Uster-Clan hatte Kontakt zu Zoccola
Die Affäre um die Zürcher Devisenhandelsfirmen weist enge Bezüge zu einem anderen Verfahren auf, das die Bundesanwaltschaft und das eidgenössische Untersuchungsrichteramt in der Schweiz gegen das organisierte Verbrechen führen. Auch hier geht es um mutmassliche Mitglieder des Mesoraca-Clans aus Kalabrien. Der Hauptbeschuldigte, ein schweizerisch-italienischer Doppelbürger, war am 19. Juli 2004 in Uster zusammen mit weiteren Beschuldigten verhaftet worden. Ihm werden Mitgliedschaft und Unterstützung einer kriminellen Organisation, Drogenhandel, Geldwäscherei, Verstösse gegen das Waffengesetz, Angriff, Nötigung und Hehlerei vorgeworfen. Er ist wegen Drogenhandels vorbestraft. Das Ermittlungsverfahren richtet sich insgesamt gegen rund 40 Beschuldigte.
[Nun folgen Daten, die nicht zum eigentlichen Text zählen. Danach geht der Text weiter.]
PR #2726, opened 2024-03-19
fix: not show layouts with empty elements in the object list

solittlework:


libs/jsonforms-components/src/lib/Controls/ObjectArray/ObjectListControl.tsx
```diff
@@ -168,6 +168,8 @@ const NonEmptyCellComponent = React.memo(function NonEmptyCellComponent({
       };
     }),
   };
+
+  console.log();
```
thdlam, line 172: remove this console log

PR #2735, opened 2024-03-21
feat: review page fields alignment

RamaChandiniDevarapalli:


thdlam (changes requested):
Is it possible to change some of types you are passing into to renderFormFields  with specific types instead of any.
Also write some unit test for renderFormFields.

libs/jsonforms-components/src/lib/Controls/FormStepper/FormStepperControl.tsx
```diff
@@ -57,28 +60,70 @@ export const getFormFieldValue = (scope: string, data: object) => {
...
   } else {
     return '';
   }
 };
 
-export const renderFormFields = (elements: UISchemaElement[] | (Category | Categorization)[], data: object) =>
+export const renderFormFields = (
+  elements: UISchemaElement[] | (Category | Categorization)[],
+  data: any, // eslint-disable-line @typescript-eslint/no-explicit-any
+  ajv: any, // eslint-disable-line @typescript-eslint/no-explicit-any
```
solittlework, line 76: I think we still know the ajv and requiredFiields type.

solittlework (approved):

libs/jsonforms-components/src/lib/Controls/FormStepper/FormStepperControl.tsx
```diff
@@ -157,6 +226,31 @@ export const FormStepper = ({
       setShowNextBtn(true);
     }
   }
+  function getAllRequiredFields() {
+    const requiredFields: string[] = [];
+
+    // eslint-disable-next-line @typescript-eslint/no-explicit-any
+    function findRequired(fields: any) {
```
rstyan, line 233: Is it really _any_?  Maybe in this case it is, but I see you are using _any_ a lot.  Please try to determine types where possible. Types are your friend.

libs/jsonforms-components/src/lib/Controls/FormStepper/FormStepperControl.tsx
```diff
@@ -157,6 +226,31 @@ export const FormStepper = ({
...
+      } else if (fields.type === 'array' && fields.items && typeof fields.items === 'object') {
+        findRequired(fields.items);
+      }
+    }
+
+    findRequired(schema);
+
+    return requiredFields;
+  }
+
```
rstyan, line 253: Please move this function into a separate file.  Then you function's signature woudl be something like:
```
getAllRequiredFields(fields: Array<something>, schema: JsonSchema): Array<string> { ... }
```
Then, add another file for unit tests on this function.

libs/jsonforms-components/src/lib/Controls/FormStepper/FormStepperControl.tsx
```diff
@@ -57,28 +60,70 @@ export const getFormFieldValue = (scope: string, data: object) => {
...
+      : typeof currentValue === 'object'
+      ? ''
+      : currentValue;
   } else {
     return '';
   }
 };
 
-export const renderFormFields = (elements: UISchemaElement[] | (Category | Categorization)[], data: object) =>
+export const renderFormFields = (
```
rstyan, line 73: Any time you see large functions like this inside a file, please try to extract it into its own, testable, reusable file.  Start thinking about the size of files - generally they should not be larger than a couple of hundred lines of code, at most.  Moving chunks of complex code into separate files makes things much easier to digest for people reviewing, and maintaining this code.  Do you know about separation of concerns?

This function looks quite complex, and should have a large number of unit tests to cover the various bits of logic.  Thats much easier to do if the function can be isolated.

rstyan (changes requested):

rstyan (approved):
Well done, Rama!

thdlam (approved):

Der Hauptverdächtige sass fast drei Jahre in Untersuchungshaft und wurde erst im letzten Juli gegen eine Kaution von 50’000 Franken auf freien Fuss gesetzt. Er bestreitet alle Vorwürfe. Wegen diverser Beschwerden der Beschuldigten – der Hauptverdächtige verglich sein Haftregime mit Guantánamo – gibt es Dutzende von Urteilen des Bundesgerichts und des Bundesstrafgerichts.